┌──
PR #1177, opened 2016-07-02
Pixly

zed9h:
First try at implementing the Pixly file format, just loading for now and I tested with only two files, but it could be useful to some people ([for instance this guy](https://trello.com/c/lyMh9uSc/13-import-psd-aseprite-gif-pcx)), so I am pushing right away.

### DIFF
--- a/src/app/file/pixly_format.cpp
+++ b/src/app/file/pixly_format.cpp
@@ -1,5 +1,5 @@
 // Aseprite
-// Copyright (C) 2001-2016  David Capello
+// Copyright (C) 2016  Carlo "zED" Caputo
 //
 // This program is free software; you can redistribute it and/or modify
 // it under the terms of the GNU General Public License version 2 as
@@ -17,12 +17,14 @@
 #include "app/ini_file.h"
 #include "app/xml_document.h"
 #include "base/file_handle.h"
+#include "base/convert_to.h"
 #include "base/path.h"
 #include "doc/doc.h"
 
 #include <stdio.h>
 #include <stdlib.h>
 #include <math.h>
+#include <cctype>
 
 #include "png.h"
 
@@ -62,6 +64,36 @@ static void report_png_error(png_structp png_ptr, png_const_charp error)
 {
   ((FileOp*)png_get_error_ptr(png_ptr))->setError("libpng: %s\n", error);
 }
+
+template<typename Any> static Any* check(Any* a, Any* alt = NULL) {
+  if(a == NULL) {
+    if(alt == NULL) {
+      throw Exception("bad structure");
+    } else {
+      return alt;
+    }
+  } else {
+    return a;
+  }
+}
+
+template<typename Number> static Number check_number(const char* c_str) {
+  if(c_str == NULL) {
+    throw Exception("value not found");
+  } else {
+    std::string str = c_str;
+    if(str.empty()) {
+      throw Exception("value empty");
+    }
+    std::string::const_iterator it = str.begin();
+    while (it != str.end() && (std::isdigit(*it) || *it == '.')) ++it;
+    if(it != str.end()) {
+      throw Exception("value not a number");
+    }
+    return base::convert_to<Number>(str);
+  }
+}
+
 
 bool PixlyFormat::onLoad(FileOp* fop)
 {
@@ -158,7 +190,7 @@ bool PixlyFormat::onLoad(FileOp* fop)
       break;
 
     default:
-      fop->setError("Color type not supported\n)");
+      fop->setError("Pixly loader requires a RGBA PNG\n)");
       png_destroy_read_struct(&png_ptr, &info_ptr, NULL);
       return false;
   }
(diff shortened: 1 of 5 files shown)


dacap:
└──
If a line of the listing above contains "include", pick it out and copy it.

■ **Answer to this problem**:
 #include "app/ini_file.h"
 #include "app/xml_document.h"
 #include "base/file_handle.h"
+#include "base/convert_to.h"
 #include "base/path.h"
 #include "doc/doc.h"
 #include <stdio.h>
 #include <stdlib.h>
 #include <math.h>
+#include <cctype>
 #include "png.h"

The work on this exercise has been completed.